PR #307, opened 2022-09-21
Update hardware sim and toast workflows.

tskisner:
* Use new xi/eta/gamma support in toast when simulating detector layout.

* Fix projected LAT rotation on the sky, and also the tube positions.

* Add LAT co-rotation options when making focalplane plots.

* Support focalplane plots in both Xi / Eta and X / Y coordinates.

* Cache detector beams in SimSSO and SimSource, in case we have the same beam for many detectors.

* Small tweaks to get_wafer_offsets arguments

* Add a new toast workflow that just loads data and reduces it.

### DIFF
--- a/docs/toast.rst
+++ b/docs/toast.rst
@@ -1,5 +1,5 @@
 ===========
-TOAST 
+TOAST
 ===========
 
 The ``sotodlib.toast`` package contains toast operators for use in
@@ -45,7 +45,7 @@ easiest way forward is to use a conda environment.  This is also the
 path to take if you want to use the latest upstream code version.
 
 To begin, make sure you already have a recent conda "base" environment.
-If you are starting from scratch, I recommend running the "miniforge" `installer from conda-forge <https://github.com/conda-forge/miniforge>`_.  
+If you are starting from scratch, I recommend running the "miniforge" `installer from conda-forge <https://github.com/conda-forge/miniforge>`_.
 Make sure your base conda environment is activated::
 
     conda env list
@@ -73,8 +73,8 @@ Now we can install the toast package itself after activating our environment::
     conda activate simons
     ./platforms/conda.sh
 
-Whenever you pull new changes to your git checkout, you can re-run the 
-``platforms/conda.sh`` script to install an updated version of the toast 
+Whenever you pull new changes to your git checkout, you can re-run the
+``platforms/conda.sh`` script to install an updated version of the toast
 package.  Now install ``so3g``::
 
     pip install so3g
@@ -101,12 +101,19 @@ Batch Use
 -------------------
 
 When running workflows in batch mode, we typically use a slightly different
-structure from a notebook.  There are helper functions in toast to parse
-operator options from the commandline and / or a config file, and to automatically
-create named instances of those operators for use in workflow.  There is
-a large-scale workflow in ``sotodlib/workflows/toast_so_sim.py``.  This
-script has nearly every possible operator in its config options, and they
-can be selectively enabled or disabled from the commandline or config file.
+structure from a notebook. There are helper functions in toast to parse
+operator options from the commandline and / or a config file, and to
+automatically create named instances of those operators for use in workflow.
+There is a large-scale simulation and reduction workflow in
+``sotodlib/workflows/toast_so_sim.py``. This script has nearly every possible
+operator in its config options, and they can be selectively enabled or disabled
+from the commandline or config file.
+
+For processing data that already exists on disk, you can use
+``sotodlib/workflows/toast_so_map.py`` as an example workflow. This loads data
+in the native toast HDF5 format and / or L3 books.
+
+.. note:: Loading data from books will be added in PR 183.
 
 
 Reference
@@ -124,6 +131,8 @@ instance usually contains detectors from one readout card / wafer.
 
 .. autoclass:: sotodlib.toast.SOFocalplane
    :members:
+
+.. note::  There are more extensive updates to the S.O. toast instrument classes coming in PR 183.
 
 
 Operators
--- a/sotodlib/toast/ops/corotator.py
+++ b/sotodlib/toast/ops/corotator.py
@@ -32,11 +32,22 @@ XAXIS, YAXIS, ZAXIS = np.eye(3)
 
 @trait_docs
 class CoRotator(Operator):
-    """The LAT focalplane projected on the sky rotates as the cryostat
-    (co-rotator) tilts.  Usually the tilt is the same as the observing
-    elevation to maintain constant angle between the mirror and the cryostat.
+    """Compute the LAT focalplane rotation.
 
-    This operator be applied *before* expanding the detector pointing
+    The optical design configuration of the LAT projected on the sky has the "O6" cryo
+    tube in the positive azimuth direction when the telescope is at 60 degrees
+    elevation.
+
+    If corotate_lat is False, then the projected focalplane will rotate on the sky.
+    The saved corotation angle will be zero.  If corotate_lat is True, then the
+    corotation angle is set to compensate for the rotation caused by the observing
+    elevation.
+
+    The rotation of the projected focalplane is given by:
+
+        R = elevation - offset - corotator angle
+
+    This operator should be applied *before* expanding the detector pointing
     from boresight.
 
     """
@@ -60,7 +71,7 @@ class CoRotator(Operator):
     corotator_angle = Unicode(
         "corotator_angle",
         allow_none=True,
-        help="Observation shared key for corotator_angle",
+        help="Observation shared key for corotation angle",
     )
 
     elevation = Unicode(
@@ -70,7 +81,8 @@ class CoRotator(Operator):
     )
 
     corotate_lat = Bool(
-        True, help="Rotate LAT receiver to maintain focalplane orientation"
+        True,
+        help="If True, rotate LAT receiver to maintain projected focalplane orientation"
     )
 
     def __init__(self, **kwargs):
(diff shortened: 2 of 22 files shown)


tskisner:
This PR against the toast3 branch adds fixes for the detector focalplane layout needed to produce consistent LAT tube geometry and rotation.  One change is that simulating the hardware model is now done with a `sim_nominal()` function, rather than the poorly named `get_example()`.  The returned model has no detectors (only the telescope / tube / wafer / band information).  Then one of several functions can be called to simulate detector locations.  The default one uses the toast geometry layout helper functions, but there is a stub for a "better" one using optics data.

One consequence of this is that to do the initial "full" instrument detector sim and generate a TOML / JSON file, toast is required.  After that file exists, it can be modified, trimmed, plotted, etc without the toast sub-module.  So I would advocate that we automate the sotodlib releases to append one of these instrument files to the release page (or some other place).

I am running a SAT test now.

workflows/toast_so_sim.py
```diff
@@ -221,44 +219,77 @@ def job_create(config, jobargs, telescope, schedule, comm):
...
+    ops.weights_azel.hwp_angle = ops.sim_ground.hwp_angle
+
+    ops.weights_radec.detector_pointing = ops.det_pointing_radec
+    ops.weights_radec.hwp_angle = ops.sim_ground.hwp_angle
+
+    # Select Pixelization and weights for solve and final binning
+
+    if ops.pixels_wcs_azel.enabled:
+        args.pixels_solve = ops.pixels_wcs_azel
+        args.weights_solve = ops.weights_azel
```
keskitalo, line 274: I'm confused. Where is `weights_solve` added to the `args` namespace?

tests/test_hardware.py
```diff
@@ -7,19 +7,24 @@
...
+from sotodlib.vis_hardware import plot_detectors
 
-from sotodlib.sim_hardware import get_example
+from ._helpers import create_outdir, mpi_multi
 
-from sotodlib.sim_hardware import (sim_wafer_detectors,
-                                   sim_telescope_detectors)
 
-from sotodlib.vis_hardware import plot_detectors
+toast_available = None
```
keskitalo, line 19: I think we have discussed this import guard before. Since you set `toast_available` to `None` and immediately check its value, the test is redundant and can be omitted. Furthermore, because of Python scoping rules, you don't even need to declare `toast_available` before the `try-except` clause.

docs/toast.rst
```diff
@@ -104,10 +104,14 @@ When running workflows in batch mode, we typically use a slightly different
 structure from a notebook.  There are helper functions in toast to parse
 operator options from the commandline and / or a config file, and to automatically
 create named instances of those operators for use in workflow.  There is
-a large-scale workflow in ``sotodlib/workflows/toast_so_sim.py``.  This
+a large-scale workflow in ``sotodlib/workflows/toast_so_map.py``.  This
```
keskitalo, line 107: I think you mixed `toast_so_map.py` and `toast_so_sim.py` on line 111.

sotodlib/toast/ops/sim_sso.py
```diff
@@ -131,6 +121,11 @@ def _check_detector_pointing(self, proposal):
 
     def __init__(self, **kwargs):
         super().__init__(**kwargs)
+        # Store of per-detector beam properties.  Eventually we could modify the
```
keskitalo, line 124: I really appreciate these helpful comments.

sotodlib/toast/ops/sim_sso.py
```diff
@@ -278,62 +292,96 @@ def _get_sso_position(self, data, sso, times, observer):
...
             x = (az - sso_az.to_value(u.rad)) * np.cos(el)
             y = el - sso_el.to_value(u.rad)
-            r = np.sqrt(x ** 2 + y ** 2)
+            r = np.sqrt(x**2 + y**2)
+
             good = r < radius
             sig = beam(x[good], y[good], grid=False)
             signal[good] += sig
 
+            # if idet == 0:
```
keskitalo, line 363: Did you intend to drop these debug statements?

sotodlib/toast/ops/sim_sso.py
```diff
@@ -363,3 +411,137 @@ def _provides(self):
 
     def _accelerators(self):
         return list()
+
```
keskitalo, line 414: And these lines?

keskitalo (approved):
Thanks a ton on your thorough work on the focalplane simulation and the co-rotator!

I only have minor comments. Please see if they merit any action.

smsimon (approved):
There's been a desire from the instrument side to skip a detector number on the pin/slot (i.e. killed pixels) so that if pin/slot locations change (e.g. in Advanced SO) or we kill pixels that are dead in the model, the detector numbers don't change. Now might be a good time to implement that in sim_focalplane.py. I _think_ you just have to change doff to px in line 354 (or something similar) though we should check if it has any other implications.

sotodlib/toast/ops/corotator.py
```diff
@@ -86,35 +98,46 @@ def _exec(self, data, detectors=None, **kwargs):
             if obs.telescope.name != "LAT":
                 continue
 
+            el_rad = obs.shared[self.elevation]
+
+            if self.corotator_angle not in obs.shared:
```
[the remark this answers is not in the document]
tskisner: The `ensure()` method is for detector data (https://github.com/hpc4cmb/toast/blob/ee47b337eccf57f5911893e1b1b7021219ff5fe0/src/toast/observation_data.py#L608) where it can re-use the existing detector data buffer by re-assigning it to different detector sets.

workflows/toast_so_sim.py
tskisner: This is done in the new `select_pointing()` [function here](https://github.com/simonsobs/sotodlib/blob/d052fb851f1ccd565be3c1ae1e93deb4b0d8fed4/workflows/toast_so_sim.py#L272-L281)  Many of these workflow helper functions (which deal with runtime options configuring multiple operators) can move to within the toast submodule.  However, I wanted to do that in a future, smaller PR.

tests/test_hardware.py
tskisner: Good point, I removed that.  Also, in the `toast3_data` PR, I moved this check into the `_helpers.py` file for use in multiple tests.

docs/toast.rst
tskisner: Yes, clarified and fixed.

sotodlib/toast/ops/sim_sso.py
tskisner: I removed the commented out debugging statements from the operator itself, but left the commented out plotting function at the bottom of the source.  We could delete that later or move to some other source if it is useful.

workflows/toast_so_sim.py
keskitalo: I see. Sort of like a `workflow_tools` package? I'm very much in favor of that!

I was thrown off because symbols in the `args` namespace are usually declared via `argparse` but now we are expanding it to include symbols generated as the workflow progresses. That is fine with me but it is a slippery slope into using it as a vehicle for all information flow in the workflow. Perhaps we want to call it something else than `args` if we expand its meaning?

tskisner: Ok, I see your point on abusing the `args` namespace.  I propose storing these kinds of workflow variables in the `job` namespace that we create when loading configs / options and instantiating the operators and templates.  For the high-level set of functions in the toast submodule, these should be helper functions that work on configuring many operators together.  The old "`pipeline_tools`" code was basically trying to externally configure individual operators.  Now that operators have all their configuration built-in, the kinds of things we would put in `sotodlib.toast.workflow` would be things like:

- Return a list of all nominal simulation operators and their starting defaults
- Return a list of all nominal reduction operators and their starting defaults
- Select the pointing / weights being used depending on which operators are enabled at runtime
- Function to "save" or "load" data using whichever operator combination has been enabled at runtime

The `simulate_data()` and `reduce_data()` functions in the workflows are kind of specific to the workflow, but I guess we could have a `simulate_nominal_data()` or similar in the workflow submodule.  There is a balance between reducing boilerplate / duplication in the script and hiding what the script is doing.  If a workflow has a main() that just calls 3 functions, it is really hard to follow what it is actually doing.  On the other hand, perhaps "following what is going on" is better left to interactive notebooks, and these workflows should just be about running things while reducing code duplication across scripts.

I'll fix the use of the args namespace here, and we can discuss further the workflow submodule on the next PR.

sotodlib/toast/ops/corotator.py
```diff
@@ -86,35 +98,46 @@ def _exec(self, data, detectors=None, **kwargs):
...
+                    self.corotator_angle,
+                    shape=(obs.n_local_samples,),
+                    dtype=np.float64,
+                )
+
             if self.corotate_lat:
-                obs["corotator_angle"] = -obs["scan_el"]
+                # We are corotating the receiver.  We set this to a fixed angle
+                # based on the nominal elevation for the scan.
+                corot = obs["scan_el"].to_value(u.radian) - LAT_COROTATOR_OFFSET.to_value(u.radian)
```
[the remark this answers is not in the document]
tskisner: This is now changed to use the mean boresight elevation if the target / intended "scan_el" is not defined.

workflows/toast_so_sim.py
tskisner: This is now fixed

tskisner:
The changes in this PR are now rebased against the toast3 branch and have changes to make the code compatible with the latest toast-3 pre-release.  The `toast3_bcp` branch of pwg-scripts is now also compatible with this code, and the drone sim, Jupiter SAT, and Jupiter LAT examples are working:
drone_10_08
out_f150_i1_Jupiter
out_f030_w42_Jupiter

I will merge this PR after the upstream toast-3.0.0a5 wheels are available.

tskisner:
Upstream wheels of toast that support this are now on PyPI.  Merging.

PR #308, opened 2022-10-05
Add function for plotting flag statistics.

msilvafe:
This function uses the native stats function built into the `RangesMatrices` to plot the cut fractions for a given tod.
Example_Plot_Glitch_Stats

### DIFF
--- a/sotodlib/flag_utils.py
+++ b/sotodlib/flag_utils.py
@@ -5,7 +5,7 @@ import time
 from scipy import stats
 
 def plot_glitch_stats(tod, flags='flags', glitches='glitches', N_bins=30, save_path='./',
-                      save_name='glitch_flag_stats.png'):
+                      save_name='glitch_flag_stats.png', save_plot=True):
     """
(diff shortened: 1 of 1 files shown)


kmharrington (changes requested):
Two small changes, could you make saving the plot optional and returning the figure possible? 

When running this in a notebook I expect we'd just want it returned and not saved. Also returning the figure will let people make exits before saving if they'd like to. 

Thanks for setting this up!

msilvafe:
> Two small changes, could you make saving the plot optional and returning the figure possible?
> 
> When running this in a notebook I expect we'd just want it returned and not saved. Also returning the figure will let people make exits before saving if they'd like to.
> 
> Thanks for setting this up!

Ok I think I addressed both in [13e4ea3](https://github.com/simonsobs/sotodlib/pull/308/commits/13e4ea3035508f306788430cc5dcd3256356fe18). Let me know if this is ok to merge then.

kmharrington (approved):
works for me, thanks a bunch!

- - -

Exercise aim — When a line among the entries above contains "expanding", copy it.

Answer to this problem —
-    This operator be applied *before* expanding the detector pointing
+    This operator should be applied *before* expanding the detector pointing
I was thrown off because symbols in the `args` namespace are usually declared via `argparse` but now we are expanding it to include symbols generated as the workflow progresses. That is fine with me but it is a slippery slope into using it as a vehicle for all information flow in the workflow. Perhaps we want to call it something else than `args` if we expand its meaning?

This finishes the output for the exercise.